Lets $X$ is a topological space and $Y$ is some subset of $X$. How we define topology of quotient space $$X/Y=\{x\in X~|~x\sim y\Leftrightarrow x, y\in Y\}.$$

Thanks.

Answer 1

For a set $X$ and an equivalence relation $R$, the quotient set $X/R$ is the set of equivalence classes $[x]$ of $R$. The quotient set comes with a quotient map $\pi:X\rightarrow X/R$, naturally defined by sending $x$ to its equivalence class $[x]$. The "quotient topology" on $X/R$ is defined by saying "$U\subset X/R$ is open iff $\pi^{-1}(U)$ is open in $X$." (the quotient topology itself is a special case of two things: 1) the weak topology induced by a famaily of maps too/from your set, and 2) a pushout diagram. You should check these things out, they're cool.)
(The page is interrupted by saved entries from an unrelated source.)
PR #119, opened 2026-04-05
fix(codex): make planning scripts executable in .codex skill install

Leon-Algo:
## Summary
- restore executable bits for the direct-run scripts under `.codex/skills/planning-with-files/scripts/`
- add a Codex-specific regression test that checks those scripts remain executable after checkout/install

## Why
The Codex install path copies the skill from `.codex/skills/planning-with-files/`. In `ide/codex`, the installed copies of `init-session.sh`, `check-complete.sh`, and `session-catchup.py` are currently tracked without execute permission, so direct invocation fails with `permission denied`.

This change keeps the fix intentionally narrow: no script logic changes, only the file modes needed for the installed Codex scripts to run directly.

## Validation
- `python3 -m unittest tests.test_codex_script_permissions -v`
- `python3 tests/test_path_fix.py`
- `./.codex/skills/planning-with-files/scripts/check-complete.sh`
- `./.codex/skills/planning-with-files/scripts/session-catchup.py "$(pwd)"`
- `tmpdir=$(mktemp -d) && cd "$tmpdir" && /Users/leon/Documents/CodeProject/planning-with-files/.codex/skills/planning-with-files/scripts/init-session.sh demo`
- `python3 -m unittest tests.test_session_catchup -v` *(still shows the pre-existing `test_codex_variant_uses_claude_path_when_project_exists` failure, unrelated to this permission-only change)*


OthmanAdi:
Hey @Leon-Algo, thanks for catching this. The permission fix is clean and the regression test is a good add.

Quick question: did you specifically target `ide/codex` on purpose, or did you mean for this to go into `master`? I ask because I ran an audit and the same missing executable bits exist across almost every IDE branch and the core `skills/planning-with-files/scripts/` folder on master too. If you're up for it, a broader fix covering the other branches would be welcome.

Either way, this is merged and you're credited in CONTRIBUTORS.md and CHANGELOG for v2.30.1. Appreciate the catch.

Leon-Algo:
Targeting `ide/codex` was intentional for the immediate Codex installer breakage, but your audit note makes sense. I am following up with a focused PR against `master` for the canonical `skills/planning-with-files/scripts/` execute bits so the fix lands at the source first.

PR #145, opened 2026-04-29
fix: use env bash shebangs

Emin017:
Use /usr/bin/env bash so scripts resolve bash through PATH instead of assuming /bin/bash exists. This improves shebang compatibility on systems such as NixOS.


OthmanAdi:
Thanks @Emin017. Good catch; systems like NixOS that don't have bash at `/bin/bash` will pick this up automatically now.

PR #1515, opened 2015-08-05
Pull Request for Issue1465: Crash in AMStepScanActionController

dretrex:
Ensured that the file writer and file writer threads are properly nulled so that they can be checked against to make sure that they don't get dereferenced at a later time.


dretrex:
Although bad form, I'll do this pull request.
Time estimate: 1 minute

PR #1516, opened 2015-08-05
Pull Request for Issue1514: Open up other databases in read-only mode

dretrex:
This allows the opening of other databases inside of an instance of a running application. It also contains a large amount of small changes to AMDatabase and AMDbObject to facilitate general database access and tweaking some classes to introduce a read-only database loading.

@davidChevrier and @iainworkman, could both of you go through this pull request since it has a very large amount of database tweaks?

List of major changes:
- Added another means of using the read-only flag in AMDatabase.
- Removed the static keyword from execQuery().  This required the modification of some const functions.
- Added the ability to load databases inside of AMDatamanAppController.
- Changed AMDatabase and AMDbObject to not save changes to databases opened in read-only mode.
- Fixed a bug in AMLightweightScanInfo where it was calling the user database even though it had a valid database pointer.
- Modified the loadData() method in AMScan to reflect the database it is being loaded from rather than using the AMUserSettings::userDataFolder.
- Added a shutdown method to AMDatamanAppControllerForActions3 to delete the actions and scanActions database.
- Some general code cleanup I saw along the way.

### DIFF
--- a/source/dataman/database/AMDatabase.cpp
+++ b/source/dataman/database/AMDatabase.cpp
@@ -39,24 +39,32 @@ QMutex AMDatabase::databaseLookupMutex_(QMutex::Recursive);
 
 // This constructor is protected. Only access is through AMDatabase::createDatabase().
  AMDatabase::~AMDatabase(){}
-AMDatabase::AMDatabase(const QString& connectionName, const QString& dbAccessString) :
-	QObject(),
+AMDatabase::AMDatabase(const QString& connectionName, const QString& dbAccessString, bool openAsReadOnly)
+	: QObject(),
 	connectionName_(connectionName),
 	dbAccessString_(dbAccessString),
 	qdbMutex_(QMutex::Recursive)
 {
-	QFileInfo accessInfo(dbAccessString_);
-	if(accessInfo.exists())
-		isReadOnly_ = !accessInfo.isWritable();
-	else
-		isReadOnly_ = false; // Probably not correct. If this the call that creates a new database, when does the .db file actually get created?
+
+	if (openAsReadOnly)
+		isReadOnly_ = true;
+
+	else {
+
+		QFileInfo accessInfo(dbAccessString_);
+		if(accessInfo.exists())
+			isReadOnly_ = !accessInfo.isWritable();
+		else
+			isReadOnly_ = false; // Probably not correct. If this the call that creates a new database, when does the .db file actually get created?
+	}
 
 	// Make sure the database is initialized in the creating thread:
 	qdb();
 
 }
 
-AMDatabase* AMDatabase::createDatabase(const QString &connectionName, const QString &dbAccessString) {
+AMDatabase* AMDatabase::createDatabase(const QString &connectionName, const QString &dbAccessString, bool openAsReadOnly)
+{
 	QMutexLocker ml(&databaseLookupMutex_);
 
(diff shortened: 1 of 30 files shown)


source/dataman/database/AMDatabase.cpp
```diff
@@ -850,9 +859,15 @@ bool AMDatabase::supportsTransactions() const
 	return qdb().driver()->hasFeature(QSqlDriver::Transactions);
 }
 
-
+#include <QDebug>
```
iainworkman: Does this qDebug still need to be here?

source/dataman/database/AMDatabase.cpp
```diff
@@ -39,24 +39,32 @@ QMutex AMDatabase::databaseLookupMutex_(QMutex::Recursive);
...
 {
-	QFileInfo accessInfo(dbAccessString_);
-	if(accessInfo.exists())
-		isReadOnly_ = !accessInfo.isWritable();
-	else
-		isReadOnly_ = false; // Probably not correct. If this the call that creates a new database, when does the .db file actually get created?
+
+	if (openAsReadOnly)
+		isReadOnly_ = true;
+
```
iainworkman: This is a really minor quibble, but it seems odd to have the if() .. missing the braces but have the  else include them. Would be easy to screw up editing this section when maintaining this in future.

iainworkman:
Couple of issues that I've already discussed with @dretrex, but recording them here for reference:
- What happens when a db which is being opened needs an upgrade?
- There seems to be a few current paradigms for passing around/accessing databases:
    - Through AMDatabase::database("hardcodedStringLiteral");
    - Passing the name of the database to the function/class.
    - Passing a reference to the database in question
```C++
void AMClass::doSomething()
{
     AMDatabase* userDatabase = AMDatabase::database("user");
    // Use userDatabase
}
```

```C++
void AMClass::doSomething(const QString& databaseName)
{
    AMDatabase* database = AMDatabase::database(databaseName);
    // Use database
}
```

```C++
void AMClass::doSomething(AMDatabase* database)
{
    // Use database
}
```

Now, the first one scares me a little bit, but I can see it at least being functionally separate from the other two (in that it covers cases where a class will always use one specific database, like the actions or scanAcitons database). The second two seem pretty much equivalent, though so it would be nice to adopt a standard means of doing this.

dretrex:
I also need to modify the scan selection dialog used inside of the generic scan editor.  It currently only looks at the user database.

dretrex:
After looking into it, I am not going to do anything about the upgrades for the database because if a load failed because the database was not upgraded, it would fail to load.  This will work for the time being since the upgrades situation is a messy one to say the least.

iainworkman:
Just to make sure, the upgrades are written in a manner which means a failed upgrade isn't going to put them in some kind of broken state?

dretrex:
No, because at it's core, even if something tried to update them, they would need to make non-select/pragma statements which is strictly disallowed by execQuery for read-only databases.

iainworkman:
Okay, sounds good then.

dretrex:
Okay, I have modified the open scan dialog.  This _should_ be the last change to this pull request aside from comments.  I have already done the couple small things you've noted already, @iainworkman, but if you could go over these other changes too that would be cool.

iainworkman:
Looks good to me.
Time Estimate: 1.5 hours

dretrex:
Time estimate: 8 hours.

PR #1528, opened 2015-08-11
Pull Request for Issue1423: Creating Hexapod Driver to AM Epics Interface

iainworkman:
Conceptually the most basic motions of the hexapod. It provides an interface with the hexapod from Acquaman which treats each of the axes of the hexapod as a separate motor which is to be controlled individually. Coordinated motions of the hexapod are to follow.
### Driver Side
- Created an epics db file which contains standard records for the X, Y, Z, U, V and W axes (feedback, setpoint and status), a stop all PV and system velocity (setpoint and feedback) PVs.
- Created a new class AMPIC887EpicsCoordinator which initializes the PV values with the controller values and startup, and then acts as an adapter to pass setpoint from PV to controller, and changed values from controller to PV.
- Added signals in the AMPIC887Controller class which fire on updates to motion status (start, complete, failed), changes to the system velocity and a timer controller periodic update of the current position when a motion is active (so the coordinator can push these to the PVs).

### SGM Application Side
- Added AMPVwStatusControls to the SGMBeamline for the hexapod PVs.
- Added the hexapod position PVs to the beamline's motor group
- Added to hexapod position PVs to the beamline's exposed controls
- Added an AMExtendedControlEditor for the system velocity to the SGMPersistentView
- Added a check to ensure that only my username and the sgm upgrade username can run the new version of Acquaman (stops users from running it and borking their database)


iainworkman:
Okay, now I've merged in SGMUpgrade branch to fix the merge conflicts this is ready for review @dretrex 
(It also took it from 8000+ lines of addition to just under 1000)

source/application/SGM/SGMAppController.cpp
```diff
@@ -30,6 +30,9 @@ along with Acquaman.  If not, see <http://www.gnu.org/licenses/>.
 #include "ui/CLS/CLSSIS3820ScalerView.h"
 #include "acquaman/AMGenericStepScanConfiguration.h"
 #include "ui/acquaman/AMGenericStepScanConfigurationView.h"
+#include "util/AMErrorMonitor.h"
+
+#include <stdlib.h> // Used for obtaining username to prevent users other than iain (for dev) or SGM-Upgrade (for commissioning). Remove for deploy.
```
dretrex: I'm assuming this will stay for the time being @iainworkman?

dretrex:
Looks good.  After your response to my comment I'll merge this in.
Time estimate: 30 minutes

source/application/SGM/SGMAppController.cpp
iainworkman: Yeah, it's just there for the getenv("USER") function, which acts as a check to stop someone, somehow managing to run the development version on an account which has old acquaman data.

iainworkman:
I'll fix up these merge conflicts

iainworkman:
Time Estimate: 1 hour

PR #1530, opened 2015-08-12
Pull Request for IainBuild

iainworkman:
This is simply a branch which alters some of the common pri files to get Acquaman to build on my laptop. 
I pulled this down on an OPI and tested the build there and everything works fine.

Estimate: 1


dretrex:
Time estimate: 1 minute

Issue #1435, opened 2015-06-08
Implement scan-based mono calibration procedure


helfrij:
The BioXAS team would like to be able to perform an XAS scan and then calibrate the mono based on the scan results.

helfrij:
Time Estimate: 3 months

PR #1537, opened 2015-08-18
Pull Request for Issue1435DbUpgrade

helfrij:
Here is the first draft of the database upgrade needed to make sure data in old BioXASSide- and BioXASMainConfigurations are still accessible. These classes are functionally replaced with BioXASXASScanConfiguration in #1435.

### DIFF
--- a/source/application/BioXAS/BioXASAppController.cpp
+++ b/source/application/BioXAS/BioXASAppController.cpp
@@ -3,6 +3,8 @@
 #include "beamline/BioXAS/BioXASBeamline.h"
 #include "beamline/CLS/CLSStorageRing.h"
 
+#include "dataman/BioXAS/BioXASDbUpgrade1Pt1.h"
+
 #include <QDebug>
 
 BioXASAppController::BioXASAppController(QObject *parent) :
@@ -12,6 +14,11 @@ BioXASAppController::BioXASAppController(QObject *parent) :
 
 	userConfiguration_ = new BioXASUserConfiguration(this);
 	setDefaultUseLocalStorage(true);
+
+	// Database upgrades.
+
+	AMDbUpgrade *bioxas1pt1 = new BioXASDbUpgrade1Pt1("user", this);
+	appendDatabaseUpgrade(bioxas1pt1);
 
 	// Initialize member variables.
 
--- a/source/application/BioXAS/BioXASAppController.cpp
+++ b/source/application/BioXAS/BioXASAppController.cpp
@@ -17,8 +17,10 @@ BioXASAppController::BioXASAppController(QObject *parent) :
 
 	// Database upgrades.
 
-	AMDbUpgrade *bioxas1pt1 = new BioXASDbUpgrade1Pt1("user", this);
-	appendDatabaseUpgrade(bioxas1pt1);
+	AMDbUpgrade *bioxas1pt1UserDb = new BioXASDbUpgrade1Pt1("user", this);
+	appendDatabaseUpgrade(bioxas1pt1UserDb);
+	AMDbUpgrade *bioxas1pt1ActionsDb = new BioXASDbUpgrade1Pt1("actions", this);
+	appendDatabaseUpgrade(bioxas1pt1ActionsDb);
 
 	// Initialize member variables.
 
--- a/source/application/BioXAS/BioXASAppController.cpp
+++ b/source/application/BioXAS/BioXASAppController.cpp
@@ -434,7 +434,7 @@ AMScanConfigurationViewHolder3* BioXASAppController::createScanConfigurationView
 
 			AMGenericStepScanConfiguration *stepScanConfiguration = qobject_cast<AMGenericStepScanConfiguration*>(configuration);
 			if (stepScanConfiguration) {
-				connect( stepScanConfiguration, SIGNAL(totalTimeChanged()), view, SLOT(updateOverallScanTime(double)) );
+				connect( stepScanConfiguration, SIGNAL(totalTimeChanged(double)), view, SLOT(updateOverallScanTime(double)) );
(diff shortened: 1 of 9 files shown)


source/application/BioXAS/BioXASAppController.cpp
```diff
@@ -13,6 +15,11 @@ BioXASAppController::BioXASAppController(QObject *parent) :
 	userConfiguration_ = new BioXASUserConfiguration(this);
 	setDefaultUseLocalStorage(true);
 
+	// Database upgrades.
+
+	AMDbUpgrade *bioxas1pt1 = new BioXASDbUpgrade1Pt1("user", this);
+	appendDatabaseUpgrade(bioxas1pt1);
```
dretrex: Not a big deal for initial testing, but you will need to do this with the actions database too.  Due to old design constraints, the user and actions databases need to be the same (since they both can recall scan configurations).

source/dataman/BioXAS/BioXASDbUpgrade1Pt1.cpp
```diff
@@ -0,0 +1,209 @@
...
+		}
+	}
+
+	// Create and populate BioXASXASScanConfiguration_table, if it doesn't already exist.
+
+	if (!databaseToUpgrade_->tableExists("BioXASXASScanConfiguration_table")) {
+		QStringList names = QStringList() << "AMDbObjectType" << "thumbnailCount" << "thumbnailFirstId" << "name" << "detectorConfigurations" << "axisControlInfos" << "configurationDbObject" << "header";
+		QStringList types = QStringList() << "TEXT" << "INTEGER" << "INTEGER" << "TEXT" << "TEXT" << "TEXT" << "TEXT" << "TEXT";
+
+		if (!databaseToUpgrade_->ensureTable("BioXASXASScanConfiguration", names, types)) {
```
dretrex: I would use the `AMDbUpgradeSupport::addTable()` method instead since it handles all the support table changes as well.

source/dataman/BioXAS/BioXASDbUpgrade1Pt1.cpp
```diff
@@ -0,0 +1,209 @@
...
+
+		if (databaseToUpgrade_->insertOrUpdate(0, "AMDbObjectTypes_visibleColumns", names, types)) {
+			databaseToUpgrade_->rollbackTransaction();
+			AMErrorMon::alert(this, BIOXASDBUPGRADE1PT1_COULD_NOT_INSERT_OR_UPDATE_TABLE, "Could not add BioXASXASScanConfiguration entry to AMDbObjectType_visibleColumns.");
+			return false;
+		}
+
+		if (databaseToUpgrade_->insertOrUpdate(0, "AMDbObjectTypes_loadColumns", names, types)) {
+			databaseToUpgrade_->rollbackTransaction();
+			AMErrorMon::alert(this, BIOXASDBUPGRADE1PT1_COULD_NOT_INSERT_OR_UPDATE_TABLE, "Could not add BioXASXASScanConfiguration entry to AMDbObjectType_loadColumns.");
```
dretrex: Missing a `return false`.

dretrex:
As a first impression, this looks really good!  Great work, @helfrij!  Now we just need to do some thorough testing to make sure there isn't anything weird and we should be good to go!

helfrij:
Hey @dretrex, is this what you meant by using the AMDbObjectSupport::addTable method, instead of ensureTable?

dretrex:
Yup, that's what I meant.

helfrij:
@dretrex 
At the end of the day yesterday, some scans were loaded correctly and some weren't. Today I noticed that the ones that weren't loading were trying to find data in the wrong place:

Serious: "AMCDFDataStore: Could not open file '/Users/helfrij/SideMachine/AcquamanSideData/users/99-9999/userData//2015/07/Mon_07_13_13_53_16_8208.cdf' for the CDF data store. It's possible that the file does not exist or is corrupted. The CDF data store is now invalid. (code -101)" 
Serious: "Could not open the CDF file at '/Users/helfrij/SideMachine/AcquamanSideData/users/99-9999/userData//2015/07/Mon_07_13_13_53_16_8208.cdf'. It's possible that the file has been moved, or is corrupted. (code 627801)" 
Debug: "in [AMXASScan]: AMScan: Loading data failed. (code -483)" 
Debug: "[AMDbObjectSupport] Could not load the object with ID 76 from the table 'AMScan_table': loadFromDb() failed. Please report this bug to the Acquaman developers (code -92)" 

I added a check in AMCDFv1FileLoaderPlugin that makes sure the userData filename doesn't have a '/' character at the end of it, and it seemed to fix the problem with loading data. Is there any reason to worry that this change will mess up file loading for anyone else?

helfrij:
I believe all issues with the db upgrade that have been discovered have been addressed. The Side application can access previous data (open scans in a scan editor, and show configurations) that was collected on both Side and Main applications. Same with Main.

helfrij:
Starting Acquaman from scratch with a new database seems to work as expected. Also able to successfully load and open scans from a preexisting database.

helfrij:
Every time I open I scan to be edited, even though the scan is loaded successfully, I get an error:

Debug: "in [AMSamplePre2013]: Could not load from database, the database id is invalid. Please report this problem to the Acquaman developers. (code -277004)"

I notice that this error appears on versions of the BioXAS application that do not include this database upgrade. Does this error appear on other beamline applications? Or would this be uniquely BioXAS?

@acquaman/acquaman-working-group

davidChevrier:
Hi @helfrij 
I bet it's fairly common. Could you breakpoint and send me a stack trace to make sure I'm thinking about this correctly.

iainworkman:
It appears on SGM too, at least with the test data which I use.

PR #1542, opened 2015-08-19
Pull Request for Issue1540: yPoints inside of SXRMB2DScanActionController doesn't use the same axis for calculation

dretrex:
I not only fixed the typo, but went through the whole framework and made use of the  AMScanAxis::numberOfPoints() method in all the places that made sense to make the code cleaner.


iainworkman:
Looks good. Way clearer than what was there before.

dretrex:
Cool.  Thanks @iainworkman.  Time estimate?

iainworkman:
Time Estimate: 30 Minutes.

PR #1558, opened 2015-08-27
Pull Request for Issue1547: Upgrade IDEAS to AMChooseDataFolderDialog and local data caching

dretrex:
IDEAS now uses the modern data file selection dialog rather than the old school one.


iainworkman:
Looks good.
Time Estimate: 5 minutes

PR #1580, opened 2015-09-01
Pull Request for Issue1571: Change axisValues() from AMNumber * to double *.

dretrex:
Changed the optimized getter for the axis values to be a `double *` to match the rest of the bulk data requests.  I also optimized some of the code inside the methods as well to take advantage of the fact that they were now doubles and not AMNumbers.


source/dataman/datasource/AMDataSourceSeriesData.cpp
```diff
@@ -156,7 +156,7 @@ void  AMDataSourceSeriesData::onDataChanged(const AMnDIndex &start, const AMnDIn
 
 void AMDataSourceSeriesData::onAxisValuesChanged()
 {
-	QVector<AMNumber> axisData = QVector<AMNumber>(axisSize_, 0);
+    QVector<double> axisData = QVector<double>(axisSize_, 0);
 	source_->axisValues(0, 0, axisSize_-1, axisData.data());
```
iainworkman: Wait! You can get access to the underlying data in array form like this? I went through the rigmarole of creating a whole template class to safely handle arrays. :(
I'll certainly use this in future.

iainworkman:
Looks good. 
Time Estimate: 15 Minutes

Your example, quotienting by a subset, is a special case of a quotient set. To make your relation an equivalence relation, just add the diagonal $\Delta_X= \{ (x,x)\in X\times X\ |\ x\in X\}$. An element $[x]\in$"$X/Y$" is either a singleton $[x]=\{x\}$ (where $x\not\in Y$), or $[x]=Y$. Hence the quotient map is a bijection on $X-Y$.

If $U\subset X/Y$, then $U$ is open iff $\pi^{-1}(U)=\{x\in X\ |\ [x]\in U\}$ is open in $X$. We can write any $U$ as $(U-\{Y\})\ \dot{\cup}\ (\{Y\}\cap U)$, so in general $U$ is open iff $\pi^{-1}(U)=\pi^{-1}(U-\{Y\})\ \dot{\cup}\ \pi^{-1}(\{Y\}\cap U)$ is open in X. Thus for $U\subset X/Y$: if $Y\not\in U$ then $\pi^{-1}(U)$ is disjoint from $Y\subset X$ so the quotient map is a bijection; if $Y\in U$, then we must check that $\{x\in X-Y\ |\ [x]\in U\}\cup Y$ is open in X.

So if you want to think of $X/Y$ as "$X$, except $Y$ has collapsed" you can think "$U$ is open iff $U$ is open in $X$ and doesn't intersect $Y$, or $U\cup Y$ is open in $X$."